That leaves the oil return line. Fabian spotted a large threaded plug at the front of the engine near the pulley. 











He found this plug to be the identical part number as the oil pan drain plug, but why is it there and what's its purpose? With a bit of research he found that this plug covers an access hole for a tool that's used to fix the crank in position during fabrication/repair. So its basically vestigial from the factory and available to be used as a place to deposit oil from the turbo. The hole looks directly into the crankcase (literally right at the crank), so drainage by gravity will work.
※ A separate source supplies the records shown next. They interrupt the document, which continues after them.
PR #5022, opened 2024-09-24
[IMP] charts: limit trending line degree range

anhe-odoo:
## Task Description

This task aims to add a maximum value for the trending line degree (for a polynomial model), fixed to the minimum value of 10 and 1 below of the number of point in the series.

## Related Task

- Task: 4207820

## review checklist

- [ ] exportable in excel
- [ ] unit tested
- [ ] clean commented code
- [ ] track breaking changes

### DIFF
--- a/src/components/side_panel/chart/chart_with_axis/design_panel.ts
+++ b/src/components/side_panel/chart/chart_with_axis/design_panel.ts
@@ -1,7 +1,8 @@
 import { Component, useState } from "@odoo/owl";
-import { getColorsPalette, getNthColor, setColorAlpha, toHex } from "../../../../helpers";
+import { getColorsPalette, getNthColor, range, setColorAlpha, toHex } from "../../../../helpers";
 import { CHART_AXIS_CHOICES, getDefinedAxis } from "../../../../helpers/figures/charts";
 import { _t } from "../../../../translation";
+import { ChartJSRuntime } from "../../../../types/chart";
 import {
   ChartWithAxisDefinition,
   Color,
@@ -74,6 +75,10 @@ export class ChartWithAxisDesignPanel<P extends Props = Props> extends Component
 
   getDataSeries() {
     return this.props.definition.dataSets.map((d, i) => d.label ?? `${ChartTerms.Series} ${i + 1}`);
+  }
+
+  getPolynomialDegrees(): number[] {
+    return range(1, this.getMaxPolynomialDegree() + 1);
   }
 
   updateSerieEditor(ev) {
@@ -205,12 +210,7 @@ export class ChartWithAxisDesignPanel<P extends Props = Props> extends Component
 
   onChangePolynomialDegree(ev: InputEvent) {
     const element = ev.target as HTMLInputElement;
-    const order = parseInt(element.value || "1");
-    if (order < 2) {
-      element.value = `${this.getTrendLineConfiguration()?.order ?? 2}`;
-      return;
-    }
-    this.updateTrendLineValue({ order });
+    this.updateTrendLineValue({ order: parseInt(element.value) });
   }
 
   getTrendLineColor() {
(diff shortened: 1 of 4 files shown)


src/components/side_panel/chart/chart_with_axis/design_panel.ts
```diff
@@ -2,6 +2,7 @@ import { Component, useState } from "@odoo/owl";
 import { getColorsPalette, getNthColor, setColorAlpha, toHex } from "../../../../helpers";
```
hokolomopo, line 2: nitpick: in commit message

fixed to the minimum value **between** 10 and 1 **below the** number of

src/components/side_panel/chart/chart_with_axis/design_panel.ts
```diff
@@ -232,4 +238,9 @@ export class ChartWithAxisDesignPanel extends Component<Props, SpreadsheetChildE
     };
     this.props.updateChart(this.props.figureId, { dataSets });
   }
+
+  getMaxPolynomialDegree() {
+    const runtime = this.env.model.getters.getChartRuntime(this.props.figureId) as LineChartRuntime;
```
hokolomopo, line 243: Do'nt we have a genetic type ChartJSRUntime of something like that ?

src/components/side_panel/chart/chart_with_axis/design_panel.ts
```diff
@@ -207,6 +208,11 @@ export class ChartWithAxisDesignPanel extends Component<Props, SpreadsheetChildE
       element.value = `${this.getTrendLineConfiguration()?.order ?? 2}`;
       return;
     }
+    const maxOrder = this.getMaxPolynomialDegree();
+    if (order > maxOrder) {
+      element.value = `${this.getTrendLineConfiguration()?.order ?? maxOrder}`;
+      return;
```
hokolomopo, line 214: Wait so we change the value of the input, but do not call updateTrendLineValue ? Won't we have a mismatch between the chart and the input ? (same for `if (order < 2)`)

hokolomopo (commented):
tchou tchou 🚂

src/components/side_panel/chart/chart_with_axis/design_panel.ts
hokolomopo: Oh yeah we try to use `this.getTrendLineConfiguration()?.order` (which I'm gressing is from the chart definition).

Still, shouldn't we set the max/min value instead of going back to the old value ? If I write degree 40 in my input i'd expect the polynomial go go to the max degree rather that goign back to 2. Or maybe it's just me ?

src/components/side_panel/chart/chart_with_axis/design_panel.ts
```diff
@@ -76,6 +77,10 @@ export class ChartWithAxisDesignPanel<P extends Props = Props> extends Component
     return this.props.definition.dataSets.map((d, i) => d.label ?? `${ChartTerms.Series} ${i + 1}`);
   }
 
+  getPolynomialDegrees(): number[] {
+    return Array.from({ length: Math.min(10, this.getMaxPolynomialDegree()) }, (_, i) => i + 1);
```
LucasLefevre, line 81: use the `range` helper which is much more readable IMO. Also the `Math.min(10` is already part of `getMaxPolynomialDegree`)
```suggestion
    return range(1, this.getMaxPolynomialDegree() +1);
```

src/components/side_panel/chart/chart_with_axis/design_panel.ts
```diff
@@ -210,6 +215,11 @@ export class ChartWithAxisDesignPanel<P extends Props = Props> extends Component
       element.value = `${this.getTrendLineConfiguration()?.order ?? 2}`;
       return;
     }
+    const maxOrder = this.getMaxPolynomialDegree();
+    if (order > maxOrder) {
+      element.value = `${this.getTrendLineConfiguration()?.order ?? maxOrder}`;
```
LucasLefevre, line 220: Is this still needed since it's a selection input?  (the user can't enter an arbitrary value)

LucasLefevre (approved):
robodoo r+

Next, I want to cover the questions about the valve chain system. Here are a couple of quotes:



[email protected] said:


> ...we haven't had any issues with them with fresh guides- I think they just chew up the guides and get loose with miles.
> 
> We have one on the dyno and we've spun it as hard as 9600 without any chain related issues.





URHank said:


> My 2 cents is that early chain failures have more to do with oil type and intervals. The failed guides I have seen are always in sludgy motors. Hydraulic tensioners are not especially fond of sludge, dirty oil or low oil. Sure, the updated chain is a more durable "lifetime" chain compared to the older roller, but the upper chain in all the 07k family is still a roller style. It can't be that bad. Chains get a bad reputation for "skipping teeth", but the only way guides get worn till there is enough slack to skip teeth is just bad oiling. If all the guides are coming out of the same six sigma plant, I have a hard time believing that one tensioner guide is going to last 60k miles on engine A while the engine B with the exact same part is lasting 150k+ miles like we have seen.
> 
> We are neck high in a MK2 DSG 2.5T TT swap right now. Lots more program variables. We have a 6 speed MK1 trans as a backup plan should we take the easy way out.



Now, so everyone can get an idea of what people are talking about when referring to upper and lower chains, crankshaft etc, here are a couple pix:

Upper section of motor (cylinder head) and upper timing chain:











And here is the lower portion of the engine, with the crankshaft, oil pump cog etc.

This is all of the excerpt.